One option is to create a key field using date, cust_id, in_out, country and use this new field in your set analysis.

LOAD date&'|'&cust_id&'|'&in_out&'|'&country as KeyField

and now use your condition within set analysis like this

Avg({<KeyField = {"=not (ConditionHere)"}>} 1)

You might have to play around with it, but I hope you get the idea. 

colinodonnel
Creator II
Creator II

Hi Sunny,

Could you explain how that works. 

a little lost by the advanced expression within the SA, actually most parts plus

Why use Avg (1)

Why use not

How would this be used within the AGGR

 

e.g.  KeyField has a field value as follows (based on  the first row in the data in the table)

20190816 & '|' & 1001 &'|'& Receive &'|' & Vietnam

What would "ConditionHere" look like.

Many thanks

sunny_talwar

Can you share an app where you have set this up with the dummy data and the variables to test out and show what I mean?

colinodonnel
Creator II
Creator II

Will have to leave that that to person who posted the question.

sunny_talwar

Sorry about that, I thought you were the original poster of this thread. That is completely my bad. I could have tried to explain this without the example... but this is not a simple expression to explain and that is why I asked for a sample.

colinodonnel
Creator II
Creator II

no worries 🙂

hopefully it will get posted at some stage to help my learnings too, thanks

CavellMok
Contributor II
Contributor II
Author

Thanks for all the replies! Sharing the app using sample data.

Sunny suggested to create a key field, is it create one for country  date + cust_id + in_out+ country and another for type date + cust_id + in_out+ type? I also tried to do it in set analysis. However, seems null can't compare.

Example:

User input

USA: -100

China:0

Transaction

Customer A USA -100

Customer B China -10

Expected Result

Show Customer A as it meets user input. Not show customer B because it doesn't meet user input.
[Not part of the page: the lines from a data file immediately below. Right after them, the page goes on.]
PR #2129, opened 2026-09-13
fix(conversations): refuse fenced prompts before configuration reload

### LINKED ISSUE #2009: A fenced conversation whose configuration was reapplied answers 200 queued, then does nothing
Found during an adversarial review of the #1732 bounded-execution stack (#1749). **Not introduced by that stack** — it is inherited from the reply-before-continue structure already on main — but it is a hole in the stack's stated promise that a caller of `send_prompt` hears `{:error, :execution_fenced}`.

## The scenario

A conversation has **both** an unresolved bounded execution **and** a configuration reapply committed since its server last read `configuration_revision`.

1. `handle_call({:send_prompt, ...})` preflights pass; `kick_turn/4` calls `TurnMachine.open/5`, which returns `:configuration_changed` — the stale revision is checked before the fence.
2. `kick_turn/4` returns `{:noreply, %{state | handle: nil}, {:continue, {:reapply_prompt, ...}}}`.
3. `replying_ok/1` turns that into `{:reply, :ok, state, continuation}` — **the caller is told `:ok` here**, before the continuation runs.
4. The continuation reaches `handle_continue(:provision, state)`, which calls `ExecutionGuard._unsafe_interrupt(conv.id)`, gets `{:ok, {:bounded, _}}`, and returns `{:stop, :normal, state}`. The server terminates.

## What the caller sees

`200 {"status": "queued"}` from the conversations controller. No turn is ever opened, no `:execution_fenced` is returned, and the server stops. The prompt is silently lost.

If provisioning had succeeded rather than stopping, the same prompt would then reach `kick_turn/4` inside `handle_cast({:initial_prompt, ...})`, where a fence refusal has no caller to answer and becomes a `Logger.info` — same outcome by a different route.

## Why it happens

The reply is sent *with* the continuation, so any refusal discovered after that point has nobody to tell. Anything that can fail in `handle_continue` after a `{:reply, :ok, _, {:continue, _}}` has the same shape of problem; the fence is just the case that makes it visible.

Result from below set analysis

No customer showed. Because when look at customer A =Sum({<country = {'China'},in_out = {'Shipped'}>}qty is null . Please help 

Sum({<cust_id = {"=Sum({<country = {'China'},in_out = {'Shipped'}>}qty) <= $(vCountryChina)"}>
* <cust_id = {"=Sum({<country = {'USA'},in_out = {'Shipped'}>}qty) <= $(vCountryUSA) "} >} 
qty)

sunny_talwar

What is Customer A in your example? I mean your sample gives a different example, but I am not sure what is the output you need. Can you explain what is needed from the sample qvf attached based on few different inputs?